**Problem requirements:**
In the data, find the word "contract" and copy out every line that has it.
---------- Material provided ----------
PR #3031, opened 2026-08-01
fix(watcher): make the Watcher actually learn — wire the distiller, truthful written count (VTID-03531, VTID-03473)

exafyltd:
## 🎯 VTID Reference

**VTIDs:** `VTID-03531` (distiller wiring, backfill, hook contract) · `VTID-03473` (written count) — **Layer:** AGTL · **Priority:** P2

Follow-ups to #3024 (Watcher Phases 1–5), all found by reading the live data and the live docs rather than trusting the deploy. Frontend companion: `exafyltd/vitana-v1#969`.

---

## 📋 Summary

After a week live the Watcher had recorded **1,610 lifecycle steps** including **354 failures**, against a `watcher_lessons` table holding **exactly 0 rows**. It was a recorder, not a memory. Every reminder it could serve came from the 25 hand-authored rules; nothing was ever learned from what actually happened, which is the entire point of the system.

### 1. The distiller had no call site

Phase 2 shipped `distilBatch()` and `upsertLesson()` fully unit-tested. **Nothing ever invoked either one** — zero callers outside tests. Unit tests of pure functions cannot notice that no caller exists, so everything stayed green while the learned half of the system did nothing.

### 2. `upsertLesson()` never incremented `frequency`

A plain PostgREST upsert cannot express `frequency = frequency + 1`, so every lesson sat at 1 forever while `last_seen_at` refreshed on each recurrence. `loadLessons()` withholds frequency-1 lessons until they age past `SINGLETON_QUARANTINE_DAYS`.

**The more often a pattern recurred, the more reliably its quarantine clock got reset.** A recurring failure — the only kind worth remembering — was the one thing guaranteed never to be injected. Fixing #1 alone would have filled the table with lessons that could never be served.

### 3. `writeSteps` reported a hard zero (VTID-03473)

`count: 'exact'` does not compose with `ignoreDuplicates` (`ON CONFLICT DO NOTHING`). Measured: 536 rows genuinely written, `last_written` stuck at `0`, `last_error` null. That field exists *precisely* so "scans every tick, writes nothing" is visible — the one diagnostic built to catch a dead normalizer was blind to exactly that.

### 4. Three session-hook contract bugs

Raised by Codex on the frontend PR, each **confirmed against the [hooks reference](https://code.claude.com/docs/en/hooks)** before fixing. All three were in the copy already merged via #3024, so this repairs live code:

| | Bug | Consequence |
|---|---|---|
| P1 | Read `CLAUDE_SESSION_ID`; no such env var exists — `session_id` is on stdin JSON | The hook **never once** used a real session id; always fell through to `adhoc-<sha>`, merging unrelated sessions |
| P1 | Reconciliation on `Stop`, which fires per assistant *turn* | With `ignoreDuplicates` the **first** write wins — a dirty tree on turn one would **permanently** brand a cleanly-ended session as failed, and that row is what reminders distil from |
| P2 | `rev-list --count HEAD` with no upstream counts all history | Observed live: **68** "unpushed commits" on a branch with one real commit — every reconciliation a false failure |

---

## ✅ Changes

- **`observerTick()` distils** the rows each tick actually **INSERTED** — not those the overlap rescan skipped, which were already distilled when first seen. Idempotent across the rescan with no second dedupe pass. Runs **after both scans**, not between them.
- **`upsertLesson()` matures lessons.** Read-then-write: increments `frequency` **by the number of steps in the batch** (three failures with one signature really are three occurrences), recomputes confidence, merges `evidence_step_ids` bounded at 20, treats `23505` as success.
----------
**Answer to the problem:**
**VTIDs:** `VTID-03531` (distiller wiring, backfill, hook contract) · `VTID-03473` (written count) — **Layer:** AGTL · **Priority:** P2
### 4. Three session-hook contract bugs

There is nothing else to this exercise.